Following this backdrop, the Government have been under growing pressure from campaigners and opposition parties to introduce measures to support millions of people in the UK who are, as described by CNN Business, “struggling with the worst cost-of-living crisis in decades”.
On 26 May 2022, in a U-turn on the Government’s previous position dismissing the measure, the Chancellor introduced a new 25% tax on the profits of oil and gas companies within a new Energy Profits Levy (the “Levy”).
As explained by the Chancellor, the Levy aims to raise £5 billion over the course of the next year, providing funds to assist families with the current cost of living without the Government needing to increase borrowing and therefore our national debt. Overall, the revenue from the Levy will help fund a £15 billion package from the government which, among other things, will provide a £650 one-off payment for eight million low income households.
How is the Levy being implemented?
Before the Levy, the oil and gas sector paid a 40% headline rate tax on their profits. The Government report that, in recent years, fewer than 35 groups in the sector made tax payments each year in a backdrop of their “extraordinary profits”. Under the Levy, the 25% tax will act as a surcharge i.e., applying on top of the 40% headline rate of tax meaning that the combined rate of tax is 65% on all profits made on and after 26 May 2022. The Levy will be legislated for within a Bill expected to be introduced shortly.
In his speech to Parliament announcing the measure, the Chancellor stated that this tax will be phased out once oil and gas prices return to historically normal levels (therefore meaning this tax will be a one-off or a “windfall tax”). The legislation, once introduced, is anticipated to include a sunset clause which will remove the Levy after 31 December 2025.
Pros and cons of the Levy
Many stakeholders in the oil and gas sector have commented on the Levy with some viewing this measure to be a much needed revenue source in the current climate and others criticising the Levy, concerned of the impact it may have within the sector.

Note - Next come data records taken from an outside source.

Issue #6636, opened 2025-08-20
Add support for context harvesting using subagents


anj-s:
We now have support for subagent as a tool and we can use that at the beginning of a task to understand as much as we can about the problem space.

PR #9778, opened 2025-09-25
refactor(agents): Introduce Declarative Agent Framework

abhipatel12:
## TLDR

This pull request refactors our subagent infrastructure from `SubAgentScope` into a declarative, definition-based framework. The core of this change is the introduction of an `AgentDefinition` interface, which allows agents to be defined as simple configuration objects.

The most significant improvement is that any agent defined this way can be automatically wrapped and exposed as a standard `Tool`. This makes agents reusable and composable, allowing us to build more complex, multi-agent systems where agents can call each other as specialized tools.

This PR lays components for this new framework and includes a `CodebaseInvestigatorAgent` as a reference implementation. The new framework is not yet integrated into the live codebase; this will be done in a follow-up PR.

## Dive Deeper

This refactor introduces several key components that work together to create a more robust and scalable agent system:

-   **`AgentDefinition` (`packages/core/src/agents/types.ts`):** A new interface for declaratively defining an agent's properties, including its name, description, model/run/tool configurations, and strongly-typed `inputConfig` and `outputConfig`. This replaces the need for bespoke classes for each agent.

-   **`AgentExecutor` (`packages/core/src/agents/executor.ts`):** This is the new engine for running agents. It takes an `AgentDefinition` and inputs, and orchestrates the execution loop. It uses a two-phase process:
    1.  **Work Phase:** The agent iteratively calls tools to gather information and work towards its goal.
    2.  **Extraction Phase:** Once the agent stops calling tools, the executor sends a final prompt to the model to synthesize the findings and generate the final output, guided by the `outputConfig`.

-   **`SubagentToolWrapper` (`packages/core/src/agents/subagent-tool-wrapper.ts`):** This class is the bridge that makes agents reusable. It wraps an `AgentDefinition` and exposes it as a `BaseDeclarativeTool`. It dynamically generates a JSON schema from the agent's `inputConfig`, so the parent agent gets strongly-typed parameters for calling the subagent.

-   **`AgentRegistry` (`packages/core/src/agents/registry.ts`):** A simple registry for discovering and managing available `AgentDefinition`s.

-   **`CodebaseInvestigatorAgent` (`packages/core/src/agents/codebase-investigator.ts`):** A new, read-only agent that serves as a practical example of the `AgentDefinition` format. It's designed to analyze a codebase to answer questions about its structure and conventions.

## Reviewer Test Plan

Since this is a foundational refactor that is not yet wired into the main CLI, validation should focus on the soundness of the new architecture and its components.

1.  **Review the Core Abstractions:**
    -   Examine the `AgentDefinition` in `packages/core/src/agents/types.ts`. Does the structure seem flexible and comprehensive enough for defining future agents?
    -   Look at the `CodebaseInvestigatorAgent` as a concrete example. Is the definition clear and easy to understand?

2.  **Understand the Execution Flow:**
    -   Trace the logic in `AgentExecutor.run()`. Pay attention to the separation between the work phase and the extraction phase.
    -   Review how tool calls are processed and how termination conditions (max turns, timeout) are handled.

3.  **Run the Unit Tests:**

## Testing Matrix

|          | 🍏  | 🪟  | 🐧  |
| npm run  |✅| ❓  | ❓  |
| npx      | ❓  | ❓  | ❓  |
| Docker   | ❓  | ❓  | ❓  |
| Podman   | ❓  | -   | -   |
| Seatbelt |✅| -   | -   |

## Linked issues / bugs

This makes progress on #6636

### DIFF
--- a/packages/core/src/agents/codebase-investigator.ts
+++ b/packages/core/src/agents/codebase-investigator.ts
@@ -9,9 +9,7 @@ import { LSTool } from '../tools/ls.js';
 import { ReadFileTool } from '../tools/read-file.js';
 import { GlobTool } from '../tools/glob.js';
 import { GrepTool } from '../tools/grep.js';
-import {
-  /*DEFAULT_GEMINI_MODEL,*/ DEFAULT_GEMINI_FLASH_MODEL,
-} from '../config/models.js';
+import { DEFAULT_GEMINI_MODEL } from '../config/models.js';
 
 /**
  * A Proof-of-Concept subagent specialized in analyzing codebase structure,
@@ -44,7 +42,7 @@ export const CodebaseInvestigatorAgent: AgentDefinition = {
   },
 
   modelConfig: {
-    model: DEFAULT_GEMINI_FLASH_MODEL,
+    model: DEFAULT_GEMINI_MODEL,
     temp: 0.2,
     top_p: 1.0,
     thinkingBudget: -1,
--- a/packages/core/src/agents/codebase-investigator.ts
+++ b/packages/core/src/agents/codebase-investigator.ts
@@ -1,0 +1,83 @@
+/**
+ * @license
+ * Copyright 2025 Google LLC
+ * SPDX-License-Identifier: Apache-2.0
+ */
+
+import type { AgentDefinition } from './types.js';
+import { LSTool } from '../tools/ls.js';
+import { ReadFileTool } from '../tools/read-file.js';
+import { GlobTool } from '../tools/glob.js';
+import { GrepTool } from '../tools/grep.js';
+import { DEFAULT_GEMINI_MODEL } from '../config/models.js';
+
+/**
+ * A Proof-of-Concept subagent specialized in analyzing codebase structure,
+ * dependencies, and technologies.
+ */
+export const CodebaseInvestigatorAgent: AgentDefinition = {
+  name: 'codebase_investigator',
+  displayName: 'Codebase Investigator Agent',
+  description:
+    'A specialized agent used for analyzing and reporting on the structure, technologies, dependencies, and conventions of the current codebase. Use this when asked to understand how the project is set up or how a specific feature is implemented.',
+
+  inputConfig: {
+    inputs: {
+      investigation_focus: {
+        description:
+          'A high-level description of what the agent should investigate (e.g., "frontend framework", "authentication implementation", "testing conventions").',
+        type: 'string',
+        required: true,
+      },
+    },
+  },
+  outputConfig: {
+    description:
+      'A detailed markdown report summarizing the findings of the codebase investigation.',
+    completion_criteria: [
+      'The report must directly address the initial `investigation_focus`.',
+      'Cite specific files, functions, or configuration snippets as evidence for your findings.',
+      'Conclude with a summary of the key technologies, architectural patterns, and conventions discovered.',
+    ],
+  },
+
+  modelConfig: {
+    model: DEFAULT_GEMINI_MODEL,
+    temp: 0.2,
+    top_p: 1.0,
+    thinkingBudget: -1,
+  },
+
+  runConfig: {
+    max_time_minutes: 5,
+    max_turns: 15,
+  },
+
+  toolConfig: {
+    // Grant access only to read-only tools.
+    tools: [LSTool.Name, ReadFileTool.Name, GlobTool.Name, GrepTool.Name],
+  },
+
+  promptConfig: {
+    systemPrompt: `You are the Codebase Investigator agent. Your sole purpose is to analyze the provided codebase and generate a detailed report on a specific area of focus.
+
+# Task
+Your focus for this investigation is: \${investigation_focus}
+
+# Methodology
+1. **Discovery:** Start by looking at high-level configuration files (e.g., package.json, README.md, Cargo.toml, requirements.txt, build.gradle) to understand the project's dependencies and structure.
+2. **Structure Analysis:** Use '${GlobTool.Name}' and '${LSTool.Name}' to understand the directory layout and identify relevant files/modules related to your focus.
+3. **Deep Dive:** Use '${ReadFileTool.Name}' and available search tools (Grep/RipGrep) to analyze the contents of relevant files, looking for implementation details, patterns, and conventions.
+4. **Synthesis:** Synthesize all findings into a coherent markdown report.
+
+# Rules
+* You MUST ONLY use the tools provided to you.
+* You CANNOT modify the codebase.
+* You must be thorough in your investigation.
+* Once you have gathered sufficient information, stop calling tools. Your findings will be synthesized into the final report.
+
+# Report Format
+The final report should be structured markdown, clearly answering the investigation focus, citing the evidence (files analyzed), and summarizing the technologies/patterns found.
+`,
+  },
+};
--- a/packages/core/src/agents/codebase-investigator.ts
+++ b/packages/core/src/agents/codebase-investigator.ts
@@ -9,7 +9,9 @@ import { LSTool } from '../tools/ls.js';
 import { ReadFileTool } from '../tools/read-file.js';
 import { GlobTool } from '../tools/glob.js';
 import { GrepTool } from '../tools/grep.js';
-import { DEFAULT_GEMINI_MODEL } from '../config/models.js';
+import {
+  /*DEFAULT_GEMINI_MODEL,*/ DEFAULT_GEMINI_FLASH_MODEL,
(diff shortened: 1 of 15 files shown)


packages/core/src/agents/codebase-investigator.ts
```diff
@@ -0,0 +1,85 @@
...
+ * SPDX-License-Identifier: Apache-2.0
+ */
+
+import type { AgentDefinition } from './types.js';
+import { LSTool } from '../tools/ls.js';
+import { ReadFileTool } from '../tools/read-file.js';
+import { GlobTool } from '../tools/glob.js';
+import { GrepTool } from '../tools/grep.js';
+import {
+  /*DEFAULT_GEMINI_MODEL,*/ DEFAULT_GEMINI_FLASH_MODEL,
```
silviojr: back to DEFAULT_GEMINI_MODEL?

packages/core/src/agents/codebase-investigator.ts
```diff
@@ -0,0 +1,85 @@
...
+  },
+
+  runConfig: {
+    max_time_minutes: 5,
+    max_turns: 15,
+  },
+
+  toolConfig: {
+    // Grant access only to read-only tools.
+    tools: [LSTool.Name, ReadFileTool.Name, GlobTool.Name, GrepTool.Name],
```
silviojr, line 58: multi_file_read?

packages/core/src/agents/codebase-investigator.ts
abhipatel12: Done

packages/core/src/agents/codebase-investigator.ts
abhipatel12: i'm actually not sure if this is useful or not. Wonder what the tradeoff is:
- 1 tool (encourage parallel use)
- 2 tools (agent decides which tool to use when it wants to read multiple things) --> This feels like more reasoning.

packages/core/src/agents/codebase-investigator.ts
```diff
@@ -0,0 +1,83 @@
...
+    description:
+      'A detailed markdown report summarizing the findings of the codebase investigation.',
+    completion_criteria: [
+      'The report must directly address the initial `investigation_focus`.',
+      'Cite specific files, functions, or configuration snippets as evidence for your findings.',
+      'Conclude with a summary of the key technologies, architectural patterns, and conventions discovered.',
+    ],
+  },
+
+  modelConfig: {
```
anj-s, line 44: can you specify multiple models if needed?

packages/core/src/agents/codebase-investigator.ts
anj-s: what do you mean by parallel use?

packages/core/src/agents/executor.ts
```diff
@@ -0,0 +1,578 @@
...
+
+        currentMessages = await this.processFunctionCalls(
+          functionCalls,
+          signal,
+          promptId,
+        );
+      }
+
+      // If the work phase was terminated early, skip extraction and return.
+      if (terminateReason !== AgentTerminateMode.GOAL) {
```
anj-s, line 195: where does terminateReason get populated?

packages/core/src/agents/executor.ts
```diff
@@ -0,0 +1,578 @@
...
+      // Phase 2: Extraction Phase
+      // A final message is sent to summarize findings and produce the output.
+      const extractionMessage = this.buildExtractionMessage();
+      const extractionMessages: Content[] = [
+        { role: 'user', parts: [{ text: extractionMessage }] },
+      ];
+
+      const extractionPromptId = `${this.runtimeContext.getSessionId()}#${this.agentId}#extraction`;
+
+      // TODO: Consider if we should keep tools to avoid cache reset.
```
anj-s, line 211: yes, if the system message changes and the only thing you are not sending is the tool definition I would add it back.

packages/core/src/agents/executor.ts
```diff
@@ -0,0 +1,578 @@
...
+          terminateReason = AgentTerminateMode.ABORTED;
+          break;
+        }
+
+        // If the model stops calling tools, the work phase is complete.
+        if (functionCalls.length === 0) {
+          break;
+        }
+
+        currentMessages = await this.processFunctionCalls(
```
anj-s, line 187: if processFunctionCalls returns a False, what does currentMessage look like?

packages/core/src/agents/executor.ts
```diff
@@ -0,0 +1,578 @@
...
+    signal: AbortSignal,
+    promptId: string,
+  ): Promise<Content[]> {
+    const allowedToolNames = new Set(this.toolRegistry.getAllToolNames());
+
+    // Filter out any tool calls that are not in the agent's allowed list.
+    const validatedFunctionCalls = functionCalls.filter((call) => {
+      if (!allowedToolNames.has(call.name as string)) {
+        console.warn(
+          `[AgentExecutor] Agent '${this.definition.name}' attempted to call ` +
```
anj-s, line 359: why is this not treated like any other function call in the parent agent? i.e if a tool call is not present in the registered list than it is a hallucinated tool call.

packages/core/src/agents/executor.ts
```diff
@@ -0,0 +1,578 @@
...
+            `unauthorized tool '${call.name}'. This call has been blocked.`,
+        );
+        return false;
+      }
+      return true;
+    });
+
+    const toolPromises = validatedFunctionCalls.map(async (functionCall) => {
```
anj-s, line 367: how are we dealing with parallel function calls that might have mutable dependencies? This doesn't occur in this example but we need to account for it.

packages/core/src/agents/executor.ts
```diff
@@ -0,0 +1,578 @@
...
+    const toolResponses = await Promise.all(toolPromises);
+    const toolResponseParts: Part[] = toolResponses
+      .flatMap((response) => response.responseParts)
+      .filter((part): part is Part => part !== undefined);
+
+    // If all authorized tool calls failed, provide a generic error message
+    // to the model so it can try a different approach.
+    if (functionCalls.length > 0 && toolResponseParts.length === 0) {
+      toolResponseParts.push({
+        text: 'All tool calls failed. Please analyze the errors and try an alternative approach.',
```
anj-s, line 415: why do we need this additional prompt?

packages/core/src/agents/types.ts
```diff
@@ -0,0 +1,139 @@
...
+import type { Content, FunctionDeclaration } from '@google/genai';
+import type { AnyDeclarativeTool } from '../tools/tools.js';
+
+/**
+ * Describes the possible termination modes for an agent.
+ */
+export enum AgentTerminateMode {
+  ERROR = 'ERROR',
+  TIMEOUT = 'TIMEOUT',
+  GOAL = 'GOAL',
```
anj-s, line 20: this is the only one I don't understand completely. can you share more of why this is needed.

packages/core/src/agents/types.ts
```diff
@@ -0,0 +1,139 @@
...
+/**
+ * The definition for an agent.
+ */
+export interface AgentDefinition {
+  /** Unique identifier for the agent. */
+  name: string;
+  displayName?: string;
+  description: string;
+  promptConfig: PromptConfig;
+  modelConfig: ModelConfig;
```
anj-s, line 58: this will need to be a list eventually.

packages/core/src/agents/types.ts
```diff
@@ -0,0 +1,139 @@
...
+
+import type { Content, FunctionDeclaration } from '@google/genai';
+import type { AnyDeclarativeTool } from '../tools/tools.js';
+
+/**
+ * Describes the possible termination modes for an agent.
+ */
+export enum AgentTerminateMode {
+  ERROR = 'ERROR',
+  TIMEOUT = 'TIMEOUT',
```
anj-s, line 19: is this tool timeout, model timeout or agent timeout?

anj-s (approved):

packages/core/src/agents/executor.ts
abhipatel12: Since we are considering adding back the explicit tool call to end the agent's turn this should be accounted for in the subsequent PR

packages/core/src/agents/types.ts
abhipatel12: Agent timeout -- exceeded the timeout set by the agent definition. 

model timeout or tool timeout can contribute to this. 

So if the model is slated for 5 min max and its tools take 6 min to return a value, this could cause the model to timeout after the response is recevied.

In support of the Levy, campaigners and opposition parties have commented on the real need and urgency for the Government to provide financial support to households as energy prices and national inflation figures continue to rise. For instance, Shadow Chancellor, Ms Reeves, commented that “[t]he chancellor has finally come to his senses” in adopting the measure, adding also her concern that there is no long term plan to grow the economy.
On the other hand, so-called critics of the Levy, such as Sir Ian Wood of economic development body Opportunity North East, raise concern for energy security and stability and investor confidence. As described by Deirdre Michie, chief executive of the industry body Offshore Energies, “There are swings and roundabouts in this sector, we know that, which is why… having the rules of the game changed by the government could be a step backwards for the sector”. Following, Offshore Energies have referred to the Levy as a “disappointing and worrying development”.
In response to the Levy, BP announced “…we will now need to look at the impact of both the new levy and the tax relief on our North Sea investment plans”. This reaction from a prominent player in the UK’s oil and gas industry, who weeks earlier had announced they plan to invest £18 billion into the UK by 2030, has further fuelled critics concern about the impact the Levy will have on investment into the sector. Ultimately, if investment is pulled, this could have wider ramifications on the method and pace of our transition to net zero.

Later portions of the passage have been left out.